> [YOUR GOAL]
Take the line with "TSAnsari: Yes. The" and the rest of the lines after it, to the end of the entries, and restate them exactly.

= = = = = = =

PR #122, opened 2018-05-30
 Qt 5.11: Append rocko as a supported layer

thenor:


thenor:
Stopped the build since there are many builds in the queue and I can build manually first to test this out.

Gagi2k:
not sure why, but that didn't work for me, i needed to remove the LAYERSERIES_COMPAT_qt5-layer in meta-qt5/conf/layer.conf to make it work

thenor:
Yeah doesn't seem to have worked for me either.

thenor:
This worked locally at least.

conf/variant/common/local.conf
```diff
@@ -25,7 +25,8 @@ POKYQEMUDEPS_remove = "packagegroup-core-device-devel"
 NOHDD = "1"
 NOISO = "1"
 
-# Removing tar.bz2 image format as it is not used. Incase of need, it can be supplied through own local.conf
+# Removing tar.bz2 image format as it is not used.
+# If of needed it can be supplied through own local.conf
```
erikboto: Grammar got weird, maybe remove the "of".

conf/variant/common/bblayers.conf
```diff
@@ -1,3 +1,6 @@
+LAYERSERIES_CORENAMES_append = " rocko"
```
erikboto: Maybe a short comment on why this is done, since I guess it's quite unusual to change another layers config.

erikboto: (The comment above is meant for both lines here, not just the CORENAMES thing)

thenor: Oops I forgot to add my comment. I had it in another file, then moved it to this file.

conf/variant/common/local.conf
thenor: Yes. I will remove the "of".

PR #123, opened 2018-05-31
Revert "pelux-image-update: fix FILESEXTRAPATHS"

sashko:
This reverts commit cefa914dc715fd4d865a14000cef7c4633550427.


FlorentRevest:
I approve the PR. Just for further reference: this PR causes some warnings to be back when building for the NUC and ARP.
Those warnings would need a clever fix but unfortunately, off the top of my head, I can't think of a good solution to the problem you originally tried to solve. https://github.com/Pelagicore/meta-pelux/pull/120#issuecomment-393147779

PR #124, opened 2018-06-01
Use neptune3-ui as the new reference ui

Gagi2k:
This also adapts the bblayers-qtauto.conf to the new setup of meta-b2qt.
The neptune-ui.bbappend got renamed to neptune3-ui.bbappend and fixed.

### DIFF
--- a/conf/variant/common/bblayers-qtauto.conf
+++ b/conf/variant/common/bblayers-qtauto.conf
@@ -1,7 +1,8 @@
 
 BBLAYERS += "\
   ${BSPDIR}/sources/meta-qt5     \
-  ${BSPDIR}/sources/meta-boot2qt \
+  ${BSPDIR}/sources/meta-boot2qt/meta-boot2qt-distro \
+  ${BSPDIR}/sources/meta-boot2qt/meta-boot2qt \
 "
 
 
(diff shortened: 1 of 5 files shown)


conf/variant/common/bblayers-qtauto.conf
```diff
@@ -1,7 +1,8 @@
 
 BBLAYERS += "\
   ${BSPDIR}/sources/meta-qt5     \
-  ${BSPDIR}/sources/meta-boot2qt \
+  ${BSPDIR}/sources/meta-boot2qt/meta-boot2qt-distro \
```
GordanM: Cool stuff! I am wondering what is in this distro meta layer of boot2qt?

Gagi2k: it contains all the additional recipes. At the moment this is only needed because of the packagegroups. Either we stop using them and create our own or ask tqc to make them more generic and move them to the meta-boot2qt layer

GordanM: @Gagi2k thanks for the comment! Understood, maybe we can investigate this later on, it would be great to avoid any distro specific appendments from boot2qt so this kinda structuring is cool from their side. We can pick this up later!

Gagi2k:
yes, i think i need to rebase anyway.

Gagi2k:
I rebased, any way to start the test again ? I couldn't find a descriptive error there ?

Gagi2k:
Ahh and i don't think my change can be built easily as it needs a manifest update as well to point to the correct versions of meta-b2qt etc.

PR #127, opened 2018-06-11
WIP: SWUpdate support for intel-nuc

TSAnsari:


meta-intel-extras/recipes-support/grub/grub-efi/grubenv-copy.service
```diff
@@ -0,0 +1,9 @@
+[Unit]
```
sashko: is service enabled?

meta-intel-extras/recipes-support/grub/grub-efi/grubenv-copy.sh
```diff
@@ -0,0 +1,9 @@
+#!/bin/sh
+
+if [ ! -d /boot/EFI/BOOT/ ]; then
```
sashko: isn't it excessive?

classes/core-image-pelux.bbclass
```diff
@@ -25,12 +25,13 @@ IMAGE_INSTALL += "\
     node-state-manager \
 "
 
-# OTA mechanism
-IMAGE_INSTALL_append_rpi += "\
+
+IMAGE_INSTALL += " \
     swupdate \
+    grub-efi \
```
thenor: Does this mean that grub would also be installed on rpi? Was that the intention?

meta-intel-extras/recipes-support/grub/grub-efi_%.bbappend
```diff
@@ -0,0 +1,27 @@
...
+
+SRC_URI += "\
+    file://grubenv \
+    file://grubenv-copy.sh \
+    file://grubenv-copy.service\
+"
+
+do_install_append() {
+    install -d ${D}${datadir}/
+    install -m 0755 ${WORKDIR}/grubenv ${D}${datadir}/
```
sashko: minor issue, but those slashes at the end are very unnecessary

classes/core-image-pelux.bbclass
TSAnsari: no, this was just to get things work quickly to test how it works with intel. This needs to be fixed.

meta-intel-extras/recipes-support/grub/grub-efi/grubenv-copy.sh
TSAnsari: This is needed because when the B partition is booted after swupdate, the boot partition is not mounted on it. I am not sure why but that is the reason to do this.

meta-intel-extras/recipes-support/grub/grub-efi/grubenv-copy.service
TSAnsari: Yes. The following line in grub-efi recipe makes sure that it is enabled

SYSTEMD_SERVICE_${PN} = "grubenv-copy.service"

sashko:
Obsolete.

PR #129, opened 2018-06-12
swupdate: add grubenv

sashko:
Added grubenv file with the default boot environment variable.


FlorentRevest:
Any reason why the grubenv has so many hashes?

= = = = = = =

> [WRITTEN RESPONSE]
TSAnsari: Yes. The following line in grub-efi recipe makes sure that it is enabled

SYSTEMD_SERVICE_${PN} = "grubenv-copy.service"

sashko:
Obsolete.

PR #129, opened 2018-06-12
swupdate: add grubenv

sashko:
Added grubenv file with the default boot environment variable.


FlorentRevest:
Any reason why the grubenv has so many hashes?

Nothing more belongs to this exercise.